Ghalibaf’s intervention matters because it shifts the conversation from a single chokepoint to the possibility of a twin-pressure strategy spanning two of the world’s most sensitive sea lanes. Reports on Friday said he framed the idea in a series of public questions on X, implying that if opponents continue to challenge Iran, Bab el-Mandeb could become another lever. That would deepen anxiety already visible across energy and freight markets after the fighting around Iran and the Gulf drove insurers, shipowners and commodity traders to price in prolonged disruption.
Hormuz sits at the heart of that fear. The strait, between Iran and Oman, carries a large share of globally traded crude and liquefied natural gas, and there are limited alternatives for moving comparable volumes out of the Gulf if traffic is obstructed. Reporting over the past week has shown that the route is not uniformly closed to all shipping, but it has become a selective corridor in which political alignment appears to affect passage. The transit this week of a French-owned CMA CGM vessel suggested that countries seen by Tehran as less hostile may still find a narrow path through, even as the wider route remains under severe strain.
Bab el-Mandeb would be a dangerous next step because of its role as the maritime entrance to the Suez route from the south. The passage links the Red Sea to the Gulf of Aden and the Arabian Sea, making it indispensable for cargo moving between Asia, the Gulf, Europe and the Mediterranean. According to the U. S. Energy Information Administration, much of the petroleum headed through the Suez Canal or the SUMED pipeline must first pass through Bab el-Mandeb, meaning simultaneous pressure on Hormuz and Bab el-Mandeb would hit supply chains on both the export and onward shipping legs.
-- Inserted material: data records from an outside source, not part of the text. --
PR #5231, opened 2019-07-31
JSX namespaced name AST

helixbass:
@GeoffreyBooth PR for AST for JSX namespaced names (tag names eg `<div:a />` or attribute names eg `<div a:b="c" />`)

### DIFF
--- a/src/nodes.coffee
+++ b/src/nodes.coffee
@@ -1790,9 +1790,10 @@ exports.JSXElement = class JSXElement extends Base
           jisonLocationDataToAstLocationData @tagName.base.closingTagNameLocationData
         )
       }, @closingElementLocationData
-      if closingElement.name.type is 'JSXMemberExpression'
+      if closingElement.name.type in ['JSXMemberExpression', 'JSXNamespacedName']
         rangeDiff = closingElement.range[0] - openingElement.range[0] + '/'.length
-        shiftAstLocationData = (node) ->
+        columnDiff = closingElement.loc.start.column - openingElement.loc.start.column + '/'.length
+        shiftAstLocationData = (node) =>
           node.range = [
             node.range[0] + rangeDiff
             node.range[1] + rangeDiff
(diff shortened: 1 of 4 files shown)


src/nodes.coffee
```diff
@@ -1750,9 +1768,15 @@ exports.JSXElement = class JSXElement extends Base
       'JSXElement'
 
   elementAstProperties: (o) ->
+    tagNameAst = =>
+      tag = @tagName.unwrap()
+      if tag?.value and ':' in tag.value
+        tag = new JSXNamespacedName tag
```
helixbass: Here the approach is just to continue to pass the namespaced name (containing `:`) as a single token through the grammar and then "parse" it (create new node class instances corresponding to the namespace prefix and name with correct location data) during AST generation

This avoids needing to add any new grammar rules

src/nodes.coffee
```diff
@@ -1762,31 +1786,36 @@ exports.JSXElement = class JSXElement extends Base
...
           node.range = [
             node.range[0] + rangeDiff
             node.range[1] + rangeDiff
           ]
           node.start += rangeDiff
           node.end += rangeDiff
           node.loc.start =
-            line: node.loc.start.line
-            column: node.loc.start.column + rangeDiff
+            line: @closingElementLocationData.loc.start.line
```
helixbass: There was a bug in this logic for generating adjusted closing element location data, it wasn't calculating closing element location data correctly when the closing element was on a different line than the opening element

So fixed and added AST location data tests for both `JSXMemberExpression` (`<a.b>`) and `JSXNamespacedName` (`<a:b>`) when the closing tag is on a different line than the opening tag

src/nodes.coffee
```diff
@@ -5714,6 +5743,26 @@ zeroWidthLocationDataFromEndLocation = ({range: [, endRange], last_line_exclusiv
   range: [endRange, endRange]
 }
 
+extractSameLineLocationDataFirst = (numChars) -> ({range: [startRange], first_line, first_column}) -> {
```
helixbass: Helpers for extracting the first/last `n` characters of the given location data

PR #28, opened 2017-10-16
Added a new russian translation

Diprog:
Unfinished as all translations


1bardesign:
Thank you Diprog! Are you planning on trying to maintain this as translation support gets extended? If so, we can try to keep you in the loop as to what has changed each version.

Diprog:
Yep, that's what I wanna do.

That scenario also revives memories of the Red Sea security crisis, when attacks linked to Yemen’s Houthis forced many shipping lines to divert around the Cape of Good Hope, adding time and cost to voyages. Analysts have long warned that even sporadic attacks or credible threats around Bab el-Mandeb can send insurance premiums sharply higher and reduce vessel availability. If Hormuz remains politically restricted while Bab el-Mandeb turns kinetic, the combined effect would likely stretch beyond oil into consumer goods, industrial inputs and container schedules already vulnerable to geopolitical shocks.
The emerging pattern also underlines how Tehran may be trying to exploit geography rather than chase a conventional naval contest. By preserving limited access for some ships while signalling the ability to widen the crisis, Iran can keep opponents guessing, reward states it regards as neutral, and test how far global powers are willing to go to reopen maritime routes by force. That ambiguity is central to the pressure campaign: a complete closure would invite a direct response, while selective disruption can still squeeze markets and fracture diplomatic coalitions.
For Gulf producers and major importers in Asia and Europe, the risk is no longer confined to one flashpoint. Saudi Arabia and the UAE have alternative pipelines and ports, but Reuters reported this week that millions of barrels a day remain exposed despite diversion efforts, and physical fuel markets in Asia have already reacted sharply. A threat against Bab el-Mandeb would also place renewed focus on Egypt’s Suez revenues, European supply chains, and the cost burden on shipping firms that have spent months navigating conflict premiums from the Red Sea to the Gulf.